Despite the limitations discussed above, higher total fat (including TFA) intake in our study population, compared with other population samples or study participants in similar age groups,58-59 was considered to be advantageous in assessing its association. Overall, the results of present study suggest that (1) luminal lipid modifiers may modify the association of dietary fat with colorectal cancer, and (2) the association between dietary fat and colorectal cancer, if any, is more likely through systemic or metabolic rather than luminal. The former may partially explain the inconsistencies that have been observed in epidemiologic studies over time and across populations. Intake of total dietary fat indeed has been declining in the US for the past few decades while that of fiber and calcium been rather increasing,60-63 which may have attenuated the associations with dietary fat. Potential modest effect of TFA on risk of colorectal cancer also deserves further investigation.

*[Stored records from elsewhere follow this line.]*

Issue #332, opened 2017-09-02
readInput on Terminal from TelnetTerminalServer returns immediate EOF


ljosa:
Thanks for Lanterna! I'm trying to use it as a telnet server, and I'm running into an issue that I think may be a problem with Lanterna.

**Version**: `[com.googlecode.lanterna/lanterna "3.0.0"]` (jar from Maven)

**Code that demonstrates the problem:**

```java
import com.googlecode.lanterna.terminal.*;
import com.googlecode.lanterna.terminal.ansi.*;

class DemoTelnet {
     public static void main(String args[]) throws java.io.IOException {
          TelnetTerminalServer server = new TelnetTerminalServer(8050);
          Terminal t = server.acceptConnection();
          System.out.println(t.readInput().toString());
          t.close();
     }
}
```

**Directions to reproduce:**

1. Start server with the code above.

2. `telnet localhost 8050`

**Expected behavior:** wait for the telnet user to press a key, then close the connection.

**Observed behavior**: closes the connection immediately, without waiting. The program prints `KeyStroke{keytype=EOF}`.

**Notes**

The following code, which is similar but uses `DefaultTerminalFactory`, works as expected in a terminal on macOS (where the factory returns a UnixTerminal).

```java
import com.googlecode.lanterna.terminal.*;

class DemoText {
     public static void main(String args[]) throws java.io.IOException {
          Terminal t = new DefaultTerminalFactory().createTerminal();
          System.out.println(t.readInput().toString());
          t.close();
     }
}
```

avl42:
This is also reproducible on Linux, and the problem is, that
TelnetClientIACFilterer (nested within TelnetTerminal) doesn't do a proper
blocking read() - instead, if no input is available then it just returns -1
rather than wait for input.

Btw., this problem doesn't show in the TelnetTerminalTest, because that
test only does non-blocking reads.

Good catch!

PR #333, opened 2017-09-03
Make read() block in TelnetTerminal

ljosa:
I took a stab at fixing #332 ("readInput on Terminal from TelnetTerminalServer returns immediate EOF"). This also adds a demonstration of blocking input to TelnetTerminalTest.

Thanks for locating the code that needed to change, @avl42!

Please review carefully, as there is lots that I don't understand about the TELNET protocol and the Lanterna codebase.


avl42:
the fix looks perfect to me!

mabe02:
Good catch!

PR #339, opened 2017-11-13
Allow empty action list in ActionListDialog

asoltysik:
Issue #338 
The condition to require a non-empty action list seemed rather arbitrary to me, so I'll leave this PR for your consideration.

Issue #338, opened 2017-11-13
ActionListDialog needs at least one action


asoltysik:
What's the reasoning behind the behaviour mentioned in the title? Is there needed or is it just a design decision? I would like to have an empty `ActionListDialog` with just cancel button in case I have nothing to show.

avl42:
Good question.  For testing, modify the ActionListDialog to get rid of that check, and see if the ActionListBox used in the Dialog is specifically unhappy about absence of items.  The Dialog might just protect the Box.

If it all works fine then please consider a PR to remove the check.

asoltysik:
Done, #339.

mabe02:
I thought there will be some oddities with focus where the component has focus but there is no visual indication of it?

mabe02:
Nevermind, seems to work. Just weird to have a dialog without any items.

PR #366, opened 2018-05-19
allow empty action list in ActionListDialog

avl42:
This is @asoltysik's PR #339 rebased to release/3.0

> Issue #338
> The condition to require a non-empty action list seemed rather arbitrary to me, so I'll leave this PR for your consideration.


mabe02:
I think it behaves a bit weird with no elements when it's focused, I think that's why I put it in

mabe02:
Nevermind, seems to work ok

Issue #351, opened 2018-02-26
high-DPI detection of AWTTerminalFontConfiguration is broken on my system


jrb0001:
I have two monitors at 1920x1080 each, but Java reports them as `[3840, 1080]` and `[1920, 1080]` which triggers the extremely high font size. Wouldn't it be a better idea to use `Toolkit.getDefaultToolkit().getScreenResolution()` and then maybe 160 as threshold? If that's not possible, maybe the combination of `width > 2000 && height > 1400`?

avl42:
I'm not sure I understand it correctly, but Lanterna might have a hard time working around Java problems.  If you have a particular workaround in mind, where Lanterna could indeed solve it, then a PR would be welcome, provided it doesn't introduce problems for "normal" screen setups.

jrb0001:
Changing something without knowing why it was done in the current way is a bit meh. Is there any particular reason why it was done the current way or was it simply the first idea?

avl42:
I can only guess: maybe historical experience with queried screen
resolutions were bad enough to rather rely on other heuristics.

Maybe nowadays DPI values are better quality nowadays and beat other
heuristics.  They're probably better on mobile devices (phones, tablets)
where the driver "knows" the physical screen, and still mostly guesswork
where the driver doesn't know the physical screen.

So much for my speculation about status-quo ;-)

avl42:
One of my machines' graphics port is connected to a VGA-splitter that
drives both a 22" monitor and a 40" TV-screen.  What would be a correct DPI
value?

mabe02:
Relevant code (from `AWTTerminalFontConfiguration`):
```
        // Assume the first GraphicsDevice is the primary screen (this isn't always correct but what to do?)
        // Warning, there could be printers coming back here according to JavaDoc! Hopefully Java is reasonable and
        // passes them in after the real monitor(s).
        if (gs.length > 0) {
            int primaryMonitorWidth = gs[0].getDisplayMode().getWidth();

            // If the width is wider than Full HD (1080p, or 1920x1080), then assume it's high-DPI
            if (primaryMonitorWidth > 2000) {
                CHOSEN_FONT_SIZE = 28;
            }
        }

        // If no size was picked, default to 14
        if(CHOSEN_FONT_SIZE == null) {
            CHOSEN_FONT_SIZE = 14;
        }
```
[...]

PR #369, opened 2018-05-20
Rework high-DPI detection to work in multi-monitor setups on linux (#351)

jrb0001:


src/main/java/com/googlecode/lanterna/terminal/swing/AWTTerminalFontConfiguration.java
```diff
@@ -70,61 +76,54 @@
...
-                CHOSEN_FONT_SIZE = 28;
+    private static int getFontSize() {
+        if (Toolkit.getDefaultToolkit().getScreenResolution() >= 110) {
+            // Rely on DPI if it is a high value.
+            return Toolkit.getDefaultToolkit().getScreenResolution() / 7 + 1;
+        } else {
+            // Otherwise try to guess it from the monitor size:
+            // If the width is wider than Full HD (1080p, or 1920x1080), then assume it's high-DPI.
+            GraphicsEnvironment ge = GraphicsEnvironment.getLocalGraphicsEnvironment();
+            if (ge.getMaximumWindowBounds().getWidth() > 4000) {
```
avl42: Since we're not using screen-resolutions but MaximumWindowBounds, I think 4000 is an unfortunate value.  Someone with a 4096 monitor then might see different font-sizes in lanterna apps based on how wide his sidebar is. E.g.: 4096 with a 96 pixel wide sidebar will make a smaller font than with an even-slightly-more-than-96 pixel wide sidebar.

If there isn't a convenient "the widest one of all the monitors" method, I'd propose 3840 as a somewhat "sweeter" value.

avl42: Here's a chart of standard monitor sizes:  https://en.wikipedia.org/wiki/Display_resolution#/media/File:Vector_Video_Standards8.svg

jrb0001: Yes, I completely forgot that somebody might have a sidebar. I have reduced it to >3840 and >1920 as suggested.

jrb0001: I thought about it again and I think that 2k shouldn't be high-DPI yet. So a threshold of >4096 and >2048 should be better? That would give 512px for the sidebar for UWHD/WQHD/WXGA/QSXGA.

src/main/java/com/googlecode/lanterna/terminal/swing/AWTTerminalFontConfiguration.java
```diff
@@ -70,61 +76,54 @@
...
-            int primaryMonitorWidth = gs[0].getDisplayMode().getWidth();
-
-            // If the width is wider than Full HD (1080p, or 1920x1080), then assume it's high-DPI
-            if (primaryMonitorWidth > 2000) {
-                CHOSEN_FONT_SIZE = 28;
+    private static int getFontSize() {
+        if (Toolkit.getDefaultToolkit().getScreenResolution() >= 110) {
+            // Rely on DPI if it is a high value.
+            return Toolkit.getDefaultToolkit().getScreenResolution() / 7 + 1;
+        } else {
```
mabe02: Not sure the `else` makes sense anymore...?
So if the DPI is lower than 110, we're still doing the previous heuristics based on screen resolution? I really don't remember how reliable the DPI detection in Java is, would it be returning something below 110 if it doesn't know and that's why we should keep the below logic?

jrb0001: The default value is somewhere around 90/96 on most older systems afaik. I think it's safe to keep the heuristics for a while as high DPI support by some OSes is still a bit new.

mabe02:
Let's retarget this for release/3.0 and include it in the next build

jrb0001:
Retargeted for release/3.0.

PR #377, opened 2018-06-17
Fix AbstractComposite.nextFocus for disabled components

### LINKED ISSUE #374: Disabled components in a border mess up focus traversal
When you have a disabled component (setEnabled(false)) in a border (addComponent(other.withBorder()) and it gets hit by find-next-thing-focus traversal it returns it as focusable, eventually it gets checked for being enabled and discarded and focus does not traverse anywhere making TAB effectivelly broken.

(I am just writing this down here so that I do not forget, test-case, and PR with a fix coming soon.)

honzasterba:
- composite should only offer its component for focus if given component is enabled
- a disabled component in a border breaks forcus traversal

fixes #374


honzasterba:
good point, yes it should!

mabe02:
Looks reasonable, thank you!

PR #401, opened 2018-10-12
Implement TableModel.clear() method

MartyIX:


MartyIX:
@mabe02 Do you have any comments on this?

PR #406, opened 2018-11-25
Maven Surefire Plugin

BrunoEberhard:
could not build without it.


mabe02:
Never had any problems with it. 3.0.0-M1 is _very_ recent, I'm a bit hesitant to enforce it. Did you try building with Maven from command line?

BrunoEberhard:
Tried again from command line. Works. Sorry for that one.

PR #1136, opened 2026-08-05
perf(share): trim single-step execution boundary

xiaokamikami:
This optimization targets one-instruction shared REF difftest execution. Standard SHARE_REF configurations do not use autonomous CLINT interrupts.

### DIFF
--- a/src/cpu/cpu-exec.c
+++ b/src/cpu/cpu-exec.c
@@ -151,6 +151,19 @@ static void update_instr_cnt() {
 #endif // CONFIG_ENABLE_INSTR_CNT
 }
 
+static inline void update_instr_cnt_after_execute() {
+#if defined(CONFIG_SHARE) && !defined(CONFIG_LIGHTQS) && \
+    defined(CONFIG_INSTR_CNT_BY_INSTR)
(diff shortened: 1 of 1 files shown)


poemonsense (commented):
The idea looks good. But are the macro used correctly?

xiaokamikami:
> The idea looks good. But are the macro used correctly?

Thanks for pointing this out. CONFIG_SHARE_REF was being used as a proxy for several execution properties, which made the conditions broader than necessary.
I updated the PR to use the actual properties instead:
single-step count settlement is guarded by the shared single-step and instruction-counting constraints;
the post-instruction interrupt query is skipped only for a one-instruction batch, since the outer execution boundary polls again before another instruction can execute;
timer refreshes are compiled according to CONFIG_CLINT_LOCAL_TIMER_INTERRUPT.
I also removed the redundant PERF_OPT check, since PERF_OPT already depends on !SHARE. LightQS, non-deterministic REF, and local-CLINT configurations have been rebuilt, and the directed MTIP boundary test passes.

poemonsense (approved):

PR #1142, opened 2026-08-11
Gem5 ref enable tval

BirdsTweetWindWhisper:


src/isa/riscv64/init.c
```diff
@@ -69,7 +69,7 @@ void init_isa() {
   // For RV64 systems, if U-mode is not supported, then UXL is hardwired to zero.
   mstatus->val = 0xaUL << 32;
   // initialize the value fs and vs to 0
-  mstatus->fs = 1;
+  mstatus->fs = 0;
```
poemonsense, line 72: Why this

poemonsense (commented):
Please separate different patches to different PRs so that we can review a single change at one time

PR #1147, opened 2026-08-14
perf(rvv): bulk copy unmasked direct VLE

xiaokamikami:
Use a bulk copy for eligible unmasked unit-stride VLEs in MMU_DIRECT mode.

The fast path is limited to single-field, same-page PMEM accesses after trigger, PMP, PMA, and MBMC checks. Sparse memory and all unsupported cases continue to use the original path.

### DIFF
--- a/src/isa/riscv64/instr/rvv/vldst_impl.c
+++ b/src/isa/riscv64/instr/rvv/vldst_impl.c
@@ -302,39 +302,61 @@ void vld(Decode *s, int mode, int mmu_mode) {
 
   bool fast_vle = false;
 
-#if !defined(CONFIG_SHARE) && !defined(CONFIG_TDATA1_MCONTROL6)
+#if !defined(CONFIG_SHARE)
   uint64_t start_addr = base_addr + (vstart->val * nf) * s->v_width;
   uint64_t last_addr = base_addr + (vl_val * nf - 1) * s->v_width;
   uint64_t vle_size = last_addr - start_addr + s->v_width;
   __attribute__((unused)) bool cross_page = last_addr / PAGE_SIZE != start_addr / PAGE_SIZE;
+#ifndef CONFIG_TDATA1_MCONTROL6
   uint8_t masks[VLMAX_8] = {0};
+#endif
 
   Logm("vld start_addr: %#lx, v_width: %u, vl_val: %lu, vle size=%lu, vstart->val: %lu, nf=%lu",
       base_addr, s->v_width, vl_val, vle_size, vstart->val, nf);
 
-  if (is_unit_stride && nf == 1 && vl_val > vstart->val && vtype->vlmul < 4 && !cross_page) {
-    s->last_access_host_addr = NULL;
-    extern void dummy_vaddr_data_read(struct Decode *s, vaddr_t addr, int len, int mmu_mode);
-    dummy_vaddr_data_read(s, start_addr, s->v_width, mmu_mode);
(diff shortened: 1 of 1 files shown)


src/isa/riscv64/instr/rvv/vldst_impl.c
```diff
@@ -299,17 +386,33 @@ void vld(Decode *s, int mode, int mmu_mode) {
...
+      isa_pma_check_permission(start_addr, vle_size, MEM_TYPE_READ)) {
+    isa_vec_misalign_data_addr_check(start_addr, s->v_width, MEM_TYPE_READ);
+    void *reg_file_addr = NULL;
+    get_vreg_with_addr(vd, vstart->val, &tmp_reg[1], eew, 0, 0, 0, &reg_file_addr);
+    Assert(reg_file_addr != NULL, "reg_file_addr is NULL");
+    memcpy(reg_file_addr, guest_to_host(start_addr), vle_size);
+    fast_vle = true;
+  }
+#ifndef CONFIG_TDATA1_MCONTROL6
+  else if (is_unit_stride && nf == 1 && vl_val > vstart->val && vtype->vlmul < 4 && !cross_page) {
```
huxuan0307: I think that nesting the fast path condition will be more readable.
The fast path condition should not contain the decode condition.
```c++
if (decode condition) {
  if (fast path condition) {
    // fast path
  } else {
    // origin slow path
  } 
}
```

src/isa/riscv64/instr/rvv/vldst_impl.c
```diff
@@ -412,19 +515,27 @@ void vld(Decode *s, int mode, int mmu_mode) {
...
+  // Keep the generic tail path for shapes that cannot use the contiguous fill.
+  bool lmul8_tail_fast = false;
+#if !defined(CONFIG_MULTICORE_DIFF)
+  lmul8_tail_fast = RVV_AGNOSTIC && mode == MODE_UNIT && s->v_nf == 0 &&
+      eew == 0 && vemul == 3 && vtype->vta && vl_val > ori_vstart;
+#endif
+  if (lmul8_tail_fast) {
+    // For EEW=8, EMUL=8 the eight aligned vector registers are contiguous.
+    memset(cpu.vr[vd]._8 + vl_val, 0xff, VLMAX_8 - vl_val);
+  } else if (RVV_AGNOSTIC && (mode == MODE_MASK || vtype->vta) && vl_val > ori_vstart) {   // set tail of vector register to 1
```
huxuan0307: This fast pash should also be nested in the body of decode condition, and the duplicated condition should be removed.

huxuan0307 (changes requested):

src/isa/riscv64/instr/rvv/vldst_impl.c
xiaokamikami: Thanks. Updated as suggested. The common decode eligibility checks are now in the outer condition, while the direct VLE fast path only contains its additional runtime checks. The original fallback path is nested under the same decode condition.

src/isa/riscv64/instr/rvv/vldst_impl.c
xiaokamikami: Thanks. Updated as suggested. The LMUL=8 tail fast path is now nested under its decode condition, and the duplicated lmul8_tail_fast condition has been removed. The generic tail path remains in the else branch.

PR #1159, opened 2026-08-18
ci(perf): benchmark XSAI BLAS workloads in NEMU

yu-yake2002:
Add the pinned xsai-blas v1.0.0 workload archive to the performance job, cache and unpack it, and run it with riscv64-matrix-xs_defconfig.

Add an xsai-blas suite to perf-benchmark.sh with the three release workloads while preserving the existing default suite and baseline comparison flow.


yu-yake2002:
The current AME performance testing takes a relatively long time, but I am using the AVX instruction set to optimize AME simulation, and have achieved significant improvements. A pull request will be submitted soon.

poemonsense (approved):

PR #1179, opened 2026-08-25
fix(ame): skip disabled matrix store tracking

yu-yake2002:


poemonsense (approved):
please feel free to merge the PR as this is for AME

PR #1199, opened 2026-09-07
fix(cpu-exec): preserve current PC across tcache flush

ha0lyu:
Under `CONFIG_PERF_OPT`, `prev_s` records the instruction currently being executed. However, `rtl_priv_next()` calls `tcache_handle_flush()` before jumping to `end_of_loop`.

The tcache flush path calls `save_globals(ex.tnext)`, which updates `prev_s` to the next instruction too early. As a result, the trace incorrectly reports the next instruction as the previous instruction.

For example, executing the instruction at `0x800002c4` produced:
```
  [execute] prev pc = 0x800002bc, pc = 0x800002c0
  [execute] end_of_loop: prev pc = 0x800002c4, pc = 0x800002c4
```
The end_of_loop message should report:
```
  [execute] end_of_loop: prev pc = 0x800002c0, pc = 0x800002c4
```

### DIFF
--- a/src/cpu/cpu-exec.c
+++ b/src/cpu/cpu-exec.c
@@ -278,9 +278,11 @@ static bool manual_cpt_quit = false;
   do {                                                                         \
     if (g_sys_state_flag) {                                                    \
       if (g_sys_state_flag & SYS_STATE_FLUSH_TCACHE) {                         \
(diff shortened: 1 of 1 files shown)


poemonsense (approved):

poemonsense:
I'm wondering whether this affects performance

Our results suggest that populations with lower intake of luminal modifiers, i.e., calcium and fiber, may have differential risks of colorectal cancer associated with dietary fatty acid intake. This may partially explain the inconsistent epidemiologic observations on the association between dietary fat and colorectal cancer over time and across populations.
This research was supported by a grant from National Institutes of Health R01-CA93817. The authors thank the study participants for their generosity in donating time and biospecimens, the Metropolitan Detroit Cancer Surveillance System for rapid case-ascertainment and Ms. Barbara Rusin, Dr. Maria Samerson and Ms. Ann Bankowski for their excellent technical assistance.